WTO tries to grapple with existing caseload before critical date next week
Appeal body will lack a quorum to hear disputes, with U.S. blocking appointments past 2 years
The World Trade Organization (WTO) battled on Tuesday over whether to bring its Appellate Body to an abrupt halt or allow its adjudicators to settle a handful of pending cases, according to trade officials present at a meeting on the subject.
The Trump administration has for more than two years been blocking appointments to the top body that rules on trade disputes, which means that after Dec. 10 it will lack a quorum to function.
The mandates of two of the three Appellate Body's members end on Dec. 10.
David Walker, New Zealand's ambassador who chairs the Dispute Settlement Body (DSB), proposed to WTO members that the Appellate Body should be allowed to conclude three cases that have already had hearings, trade officials said. A further 10 pending appeals are to be left in limbo.
However, even that limited case load drew an objection from U.S. ambassador Dennis Shea at the meeting, the officials said.
"We have heard today statements actively encouraging the Appellate Body to continue to break the rules set out in the DSU [Dispute Settlement Understanding]. We strongly disagree with this approach and do not consider it to be constructive," Shea said in a speech, the text of which was seen by Reuters.

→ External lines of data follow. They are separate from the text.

Issue #1980, opened 2025-07-14
`vec_c()` and `list_unchop(list(), indices = list())` should return `unspecified()` not `NULL`


DavisVaughan:
We have a somewhat odd behavior where if we know the `ptype`, we return an object of that `ptype`, otherwise we return `NULL`.

```
> vec_c()
NULL
> vec_c(.ptype = integer())
integer(0)
> vec_c(.ptype = unspecified())
<unspecified> [0]

> list_unchop(list(), indices = list())
NULL
> list_unchop(list(), indices = list(), ptype = integer())
integer(0)
```

It gets stranger when we add `list_unchop(size = )` into the mix, which now also enforces an output size. We have not noticed this before because when there are no inputs the output size has always been 0, which is consistent between either `NULL` or `unspecified()`.

```
# This is weird, I want a size 5 output
> list_unchop(list(), indices = list(), size = 5)
NULL

# Especially when you consider that if you specify ptype you get a size 5 output
> list_unchop(list(), indices = list(), ptype = integer(), size = 5)
[1] NA NA NA NA NA

# The first example should probably give this, not NULL
> list_unchop(list(), indices = list(), ptype = unspecified(), size = 5)
<unspecified> [5]
```

Just like `NULL`, an `unspecified()` should be able to combine with anything else, but it also gets to carry along its size information. So it's like a "sized identity"

@lionel- points out that we don't really want to leak `unspecified()` around very much though, so we have to be careful with this.

DavisVaughan:
Even though the most theoretically correct thing to return may be `unspecified(0)` rather than `NULL`, we typically try not to leak out `unspecified()` where possible, plus there is a lot of code out there that may rely on `NULL` as the output type.

Instead, we are going to say that if you specify `size` in `list_unchop()`, _then_ you will get `unspecified` as an output type if we can't determine the `ptype`, which makes sense because that's the only time a `size`d output really matters, so you end up with:

```r
vec_c()
#> NULL
list_unchop(list(), indices = list())
#> NULL
list_unchop(list(), indices = list(), size = 0)
#> unspecified[0] # Roughly `NULL`, good enough.
list_unchop(list(), indices = list(), size = 5)
#> unspecified[5] # Preserves size, good.
```

PR #1982, opened 2025-07-15
Add `size`, `default`, and `unmatched` to `list_unchop()`

DavisVaughan:
- [ ] Consider https://github.com/r-lib/vctrs/issues/1980#issuecomment-3074250868 before merging

Closes https://github.com/r-lib/vctrs/issues/1980

This PR adds `size` and `default` arguments to `list_unchop()`, making it more flexible and powerful as an engine that backs `case_when()` and the upcoming `vec_lookup()` idea.

It is also quite similar to `numpy.select()`
https://numpy.org/doc/stable/reference/generated/numpy.select.html

``` r
library(vctrs)

# You can specify a `size` larger than the sum of the `indices` lengths,
# allowing you to "partially fill" the new output object
list_unchop(
  x = list(1:2, 5:6),
  indices = list(1:2, 5:6),
  size = 7
)
#> [1]  1  2 NA NA  5  6 NA

# You can specify a `default` for the unfilled locations
list_unchop(
  x = list(1:2, 5:6),
  indices = list(1:2, 5:6),
  size = 7,
  default = 0L
)
#> [1] 1 2 0 0 5 6 0

# `default` may be length 1 or length `size`
list_unchop(
  x = list(1:2, 5:6),
  indices = list(1:2, 5:6),
  size = 7,
  default = 1:7
)
#> [1] 1 2 3 4 5 6 7

# You cannot use `size` without `indices`.
# This makes no sense, `x` would be laid out in sequence and you'd just have
# extra empty slots at the end.
list_unchop(
  x = list(1:2, 5:6),
  size = 7
)
#> Error in `list_unchop()`:
#> ! `indices` must be specified when `size` is specified.

# You cannot use `default` without `indices`.
# This makes no sense, `x` would be laid out in sequence and you'd never
# ever use the `default`
list_unchop(
  x = list(1:2, 5:6),
  default = 0
)
#> Error in `list_unchop()`:
#> ! `indices` must be specified when `default` is specified.

# You cannot use `default` without `size`.
# We need to know the `size` to recycle `default` against.
list_unchop(
  x = list(1:2, 5:6),
  indices = list(1:2, 5:6),
  default = 0
)
#> Error in `list_unchop()`:
#> ! `size` must be specified when `default` is specified.

# I have gone to great lengths to ensure you get good error messages
# when there are issues with `default`, particularly when computing the
# common type
list_unchop(
  x = list(1:2, 5:6),
  indices = list(1:2, 5:6),
  size = 7,
  default = "x"
)
#> Error in `list_unchop()`:
#> ! Can't combine <integer> and `default` <character>.
```


DavisVaughan (commented):
tmp

DavisVaughan:
Closed in favor of this PR using a branch against origin https://github.com/r-lib/vctrs/pull/1993

PR #1984, opened 2025-07-15
Implement `vec_recode_values()` and `vec_replace_values()`

DavisVaughan:
Branched from #1982 but I always forget I can't set a forked PR as the branch to compare against, so hold tight on looking at the diff until we merge #1982, or just look at the most recent commit.

- [ ] Tests
- [ ] Implement on the dplyr side


DavisVaughan:
Replaced by PR using origin branch https://github.com/r-lib/vctrs/pull/1996

PR #1990, opened 2025-07-31
Cast before recycling in `list_unchop()`

### LINKED ISSUE #1989: `list_unchop()` edge case issue with a single `NA` recycled to size 0
``` r
library(vctrs)

list_unchop(
  list("x", NA),
  indices = list(1L, integer())
)
#> Error in `list_unchop()`:
#> ! Can't convert `x[[2]]` <logical> to <character>.
```

We end up recycling the `NA` to size 0 after we've determined the common type (character) but before we actually do the actual casting to that common type. Once the `NA` is recycled to size 0, it looks like a type of `<logical>` rather than `<unspecified>`, and the cast fails.

This only affects `list_unchop()` where `indices` can affect the size of your `x` values (i.e. doesn't affect `vec_c()`).

DavisVaughan:
@lionel- can you please just focus on looking at the 2nd commit here? Ignore the first for now.

Closes https://github.com/r-lib/vctrs/issues/1989

Branched from https://github.com/r-lib/vctrs/pull/1982, again complicated by the fact that I'm using a fork. Diff will look better after we merge that one.

This fixes #1989 by ensuring that the `NA` is cast to `NA_character_` before it is recycled to size 0.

"It appears there will be no consensus between members on how to proceed on the Appellate Body by December 10," he said, voicing disappointment.
The European Union (EU) told the talks that the impasse was undermining the dispute settlement system. China's delegation said the "illegal blockade" by Washington had resulted in an unprecedented number of pending appeals, trade officials said.
The three appeals for which hearings have been completed are a combined case on Australia's plain packaging for tobacco products, one on Russian measures to limit imports of railway equipment filed by Ukraine, and another concerning U.S. anti-subsidy duties on paper from Canada.
The proposal would mean that no appeal could be heard in a WTO panel decision on Monday on subsidies for EU planemaker Airbus.
Two appeals brought by the United States will also not be settled.